## WORK INSTRUCTIONS
Lift out each line of the data that holds "correctly".
[TASK INPUTS — start]
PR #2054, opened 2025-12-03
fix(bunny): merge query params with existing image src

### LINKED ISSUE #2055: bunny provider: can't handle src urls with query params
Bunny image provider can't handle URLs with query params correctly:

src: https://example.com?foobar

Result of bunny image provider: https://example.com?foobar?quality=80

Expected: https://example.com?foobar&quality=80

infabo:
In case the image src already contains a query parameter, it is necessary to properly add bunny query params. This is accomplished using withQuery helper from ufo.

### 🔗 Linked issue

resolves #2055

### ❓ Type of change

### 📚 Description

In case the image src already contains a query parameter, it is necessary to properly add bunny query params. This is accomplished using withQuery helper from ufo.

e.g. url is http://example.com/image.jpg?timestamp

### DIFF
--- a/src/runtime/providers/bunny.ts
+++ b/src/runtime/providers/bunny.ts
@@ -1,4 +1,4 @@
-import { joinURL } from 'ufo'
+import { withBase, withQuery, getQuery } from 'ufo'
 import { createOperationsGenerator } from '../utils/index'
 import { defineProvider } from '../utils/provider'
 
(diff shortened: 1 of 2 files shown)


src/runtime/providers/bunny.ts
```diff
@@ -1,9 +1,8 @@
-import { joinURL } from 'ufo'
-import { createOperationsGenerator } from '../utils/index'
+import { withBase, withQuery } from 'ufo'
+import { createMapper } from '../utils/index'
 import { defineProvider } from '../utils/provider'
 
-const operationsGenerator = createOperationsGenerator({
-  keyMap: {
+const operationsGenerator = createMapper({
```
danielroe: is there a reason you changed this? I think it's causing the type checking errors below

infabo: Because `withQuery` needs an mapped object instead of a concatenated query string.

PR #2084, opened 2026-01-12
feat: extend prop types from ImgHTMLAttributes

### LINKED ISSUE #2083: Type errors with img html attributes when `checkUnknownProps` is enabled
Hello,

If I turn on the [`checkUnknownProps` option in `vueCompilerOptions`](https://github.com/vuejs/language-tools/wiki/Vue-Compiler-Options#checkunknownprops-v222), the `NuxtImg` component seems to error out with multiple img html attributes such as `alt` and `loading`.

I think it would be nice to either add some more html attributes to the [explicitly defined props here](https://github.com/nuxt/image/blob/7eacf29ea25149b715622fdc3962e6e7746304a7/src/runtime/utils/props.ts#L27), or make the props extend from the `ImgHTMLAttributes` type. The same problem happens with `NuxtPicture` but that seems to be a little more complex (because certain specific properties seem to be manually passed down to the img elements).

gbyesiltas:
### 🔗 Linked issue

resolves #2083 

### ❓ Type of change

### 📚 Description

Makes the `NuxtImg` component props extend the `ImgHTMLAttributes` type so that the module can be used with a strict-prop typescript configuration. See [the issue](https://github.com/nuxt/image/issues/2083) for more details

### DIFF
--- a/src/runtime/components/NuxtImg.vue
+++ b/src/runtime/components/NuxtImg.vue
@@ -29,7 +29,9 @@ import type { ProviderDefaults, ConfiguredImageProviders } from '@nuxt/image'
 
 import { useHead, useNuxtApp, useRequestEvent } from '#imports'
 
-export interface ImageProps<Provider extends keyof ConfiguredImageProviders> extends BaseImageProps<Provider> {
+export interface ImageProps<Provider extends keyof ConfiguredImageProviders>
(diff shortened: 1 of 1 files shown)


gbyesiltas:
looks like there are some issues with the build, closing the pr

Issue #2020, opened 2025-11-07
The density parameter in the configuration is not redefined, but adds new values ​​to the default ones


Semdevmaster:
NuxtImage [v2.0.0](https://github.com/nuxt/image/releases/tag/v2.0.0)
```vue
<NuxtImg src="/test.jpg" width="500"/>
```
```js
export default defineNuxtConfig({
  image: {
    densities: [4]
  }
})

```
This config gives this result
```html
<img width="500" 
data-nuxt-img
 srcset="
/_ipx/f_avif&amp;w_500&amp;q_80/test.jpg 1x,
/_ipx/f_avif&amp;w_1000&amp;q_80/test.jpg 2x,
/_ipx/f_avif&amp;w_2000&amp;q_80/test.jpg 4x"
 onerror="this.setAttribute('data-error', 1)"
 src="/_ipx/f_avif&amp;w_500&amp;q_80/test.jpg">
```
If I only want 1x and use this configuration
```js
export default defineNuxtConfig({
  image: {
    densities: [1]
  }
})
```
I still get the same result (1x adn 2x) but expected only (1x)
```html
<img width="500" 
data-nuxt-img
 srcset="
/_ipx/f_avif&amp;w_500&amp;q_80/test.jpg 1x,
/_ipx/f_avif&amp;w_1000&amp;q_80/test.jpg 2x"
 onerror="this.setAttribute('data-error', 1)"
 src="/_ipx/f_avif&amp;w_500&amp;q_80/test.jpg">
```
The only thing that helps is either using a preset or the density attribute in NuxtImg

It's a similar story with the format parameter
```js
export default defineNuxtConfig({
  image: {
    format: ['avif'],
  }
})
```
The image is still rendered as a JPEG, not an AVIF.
[TASK INPUTS — finish]
[TASK INPUTS — start]
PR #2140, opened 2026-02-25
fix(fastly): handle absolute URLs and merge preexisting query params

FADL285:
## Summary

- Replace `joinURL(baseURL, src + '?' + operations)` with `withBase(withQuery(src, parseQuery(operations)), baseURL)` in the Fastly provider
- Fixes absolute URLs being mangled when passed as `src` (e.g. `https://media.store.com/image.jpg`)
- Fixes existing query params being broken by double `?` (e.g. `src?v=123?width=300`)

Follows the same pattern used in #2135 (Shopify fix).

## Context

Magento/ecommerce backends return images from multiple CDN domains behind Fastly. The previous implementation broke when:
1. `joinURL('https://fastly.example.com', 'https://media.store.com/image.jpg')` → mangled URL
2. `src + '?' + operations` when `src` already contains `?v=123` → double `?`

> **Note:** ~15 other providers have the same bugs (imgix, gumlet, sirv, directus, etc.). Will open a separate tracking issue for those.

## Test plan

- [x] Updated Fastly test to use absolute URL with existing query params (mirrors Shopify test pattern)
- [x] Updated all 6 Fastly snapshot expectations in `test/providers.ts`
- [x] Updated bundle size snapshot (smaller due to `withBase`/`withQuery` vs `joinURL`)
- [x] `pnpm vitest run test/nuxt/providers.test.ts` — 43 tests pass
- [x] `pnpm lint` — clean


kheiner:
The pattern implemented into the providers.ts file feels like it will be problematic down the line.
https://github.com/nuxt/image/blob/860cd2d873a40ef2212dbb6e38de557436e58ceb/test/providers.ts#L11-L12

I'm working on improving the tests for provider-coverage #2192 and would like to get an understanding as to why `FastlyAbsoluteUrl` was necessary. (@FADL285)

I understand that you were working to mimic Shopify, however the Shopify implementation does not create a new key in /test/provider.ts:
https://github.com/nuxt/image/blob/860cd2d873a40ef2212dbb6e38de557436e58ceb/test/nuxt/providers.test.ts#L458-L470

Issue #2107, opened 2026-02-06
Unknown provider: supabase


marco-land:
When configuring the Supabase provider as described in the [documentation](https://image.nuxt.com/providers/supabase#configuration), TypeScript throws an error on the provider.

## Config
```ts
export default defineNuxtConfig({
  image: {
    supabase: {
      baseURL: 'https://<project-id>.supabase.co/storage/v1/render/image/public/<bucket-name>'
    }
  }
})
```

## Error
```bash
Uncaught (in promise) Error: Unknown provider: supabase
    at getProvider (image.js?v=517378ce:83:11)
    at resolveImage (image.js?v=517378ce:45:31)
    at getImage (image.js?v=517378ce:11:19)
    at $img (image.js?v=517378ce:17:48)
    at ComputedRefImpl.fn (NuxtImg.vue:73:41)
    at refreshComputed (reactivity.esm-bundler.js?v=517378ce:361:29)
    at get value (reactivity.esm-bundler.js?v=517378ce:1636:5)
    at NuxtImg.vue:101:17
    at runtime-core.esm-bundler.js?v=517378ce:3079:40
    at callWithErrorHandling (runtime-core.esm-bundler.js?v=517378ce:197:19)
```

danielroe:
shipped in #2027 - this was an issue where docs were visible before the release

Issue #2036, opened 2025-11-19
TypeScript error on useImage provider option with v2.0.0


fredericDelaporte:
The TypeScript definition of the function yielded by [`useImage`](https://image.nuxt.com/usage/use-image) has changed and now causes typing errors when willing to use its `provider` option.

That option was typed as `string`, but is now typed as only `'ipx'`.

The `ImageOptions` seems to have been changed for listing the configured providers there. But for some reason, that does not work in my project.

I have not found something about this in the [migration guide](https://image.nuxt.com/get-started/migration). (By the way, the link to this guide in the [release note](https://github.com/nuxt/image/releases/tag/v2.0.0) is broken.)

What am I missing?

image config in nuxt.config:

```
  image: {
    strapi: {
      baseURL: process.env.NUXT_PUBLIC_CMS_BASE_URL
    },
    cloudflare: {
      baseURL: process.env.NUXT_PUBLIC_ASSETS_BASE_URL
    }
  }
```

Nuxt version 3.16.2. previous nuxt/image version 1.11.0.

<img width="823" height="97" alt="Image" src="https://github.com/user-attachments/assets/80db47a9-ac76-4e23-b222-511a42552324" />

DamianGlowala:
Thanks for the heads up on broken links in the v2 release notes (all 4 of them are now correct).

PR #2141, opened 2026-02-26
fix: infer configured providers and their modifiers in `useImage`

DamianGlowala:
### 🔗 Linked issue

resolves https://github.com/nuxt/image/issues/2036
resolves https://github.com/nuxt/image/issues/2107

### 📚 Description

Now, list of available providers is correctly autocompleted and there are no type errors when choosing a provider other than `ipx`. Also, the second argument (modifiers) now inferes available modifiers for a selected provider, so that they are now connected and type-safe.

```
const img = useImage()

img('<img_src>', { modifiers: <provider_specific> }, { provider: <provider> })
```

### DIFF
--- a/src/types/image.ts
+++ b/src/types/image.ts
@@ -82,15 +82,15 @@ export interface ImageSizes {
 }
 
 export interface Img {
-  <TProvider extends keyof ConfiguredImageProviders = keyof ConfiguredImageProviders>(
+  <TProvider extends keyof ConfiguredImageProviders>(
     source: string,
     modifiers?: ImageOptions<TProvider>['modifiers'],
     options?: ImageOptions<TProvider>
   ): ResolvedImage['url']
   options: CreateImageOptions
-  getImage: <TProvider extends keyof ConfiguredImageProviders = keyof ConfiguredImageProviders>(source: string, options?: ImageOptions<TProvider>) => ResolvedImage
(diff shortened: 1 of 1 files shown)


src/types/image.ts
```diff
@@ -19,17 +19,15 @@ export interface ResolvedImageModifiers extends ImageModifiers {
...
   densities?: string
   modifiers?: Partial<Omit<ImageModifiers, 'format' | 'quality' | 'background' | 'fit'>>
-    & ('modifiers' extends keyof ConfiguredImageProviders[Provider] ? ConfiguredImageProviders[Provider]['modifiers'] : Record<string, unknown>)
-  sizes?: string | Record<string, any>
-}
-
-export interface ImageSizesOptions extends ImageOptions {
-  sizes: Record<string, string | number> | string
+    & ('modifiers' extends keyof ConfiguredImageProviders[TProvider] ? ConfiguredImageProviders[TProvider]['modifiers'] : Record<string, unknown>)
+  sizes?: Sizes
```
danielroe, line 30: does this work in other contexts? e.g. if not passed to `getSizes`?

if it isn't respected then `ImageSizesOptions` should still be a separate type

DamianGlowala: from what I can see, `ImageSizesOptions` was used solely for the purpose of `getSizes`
[TASK INPUTS — finish]
## REPLY TO THE EXERCISE
Bunny image provider can't handle URLs with query params correctly:
Now, list of available providers is correctly autocompleted and there are no type errors when choosing a provider other than `ipx`. Also, the second argument (modifiers) now inferes available modifiers for a selected provider, so that they are now connected and type-safe.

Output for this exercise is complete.